The limitation period is the period within which you may request a Chinese court or arbitral tribunal to protect your rights in personam.
If you fail to bring a case before a Chinese court or arbitral tribunal within this period, the court or arbitral tribunal will no longer support your claims.
Therefore, if you wish to collect your debt in China, you should:
(1) file a lawsuit in a Chinese court or apply for arbitration within the limitation period; or
(2) allow this period to run anew continually.
1. How long is the limitation period?
Different claims are subject to different limitation periods.
The usual limitation period is three years.
The limitation period for a claim involving a contract for the international sale of goods and a contract for the import and export of technology is four years.
2. When does the limitation period begin?
The limitation period begins from the date when the right holder knows or should have known that his right has been harmed.

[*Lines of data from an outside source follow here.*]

PR #535, opened 2026-08-31
Add terminal color palette option

rodrigomencos:
## Summary

  - Add an `fx` or `terminal` color palette preference to `/settings`
  - Let terminal themes supply colors through the default foreground, background, and ANSI color slots
  - Keep the existing fx palette as the default
  - Preserve external command and tool ANSI output

  This allows terminal themes to style fx without embedding theme-specific color tables.

  ## Design

  - The typed contract is `ColorPalette { fx, terminal }`
  - The preference is profile-owned and stored in `~/.fx/settings.json`
  - Project `.fx.json` cannot set the preference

In short, the period commences from the due date of the performance of an obligation. This generally refers to the due date of the repayment period or delivery period.
3. When can the limitation period run anew?
One may in fact extend the limitation period as much as possible by making it run continually anew.
For example, you can send a demand notice to the debtor before the limitation period has expired. The limitation period shall run anew from the date when your notice is served on the debtor.
If the debtor indicates to you that he will not perform his obligations before the due date of the limitation period, for example by refusing to pay, the limitation period will also run anew from the date of his refusal.
You can entrust a Chinese collector or lawyer to serve the debtor’s notice within China, which may make it easier to prove to a court or arbitral tribunal that the limitation period should run anew.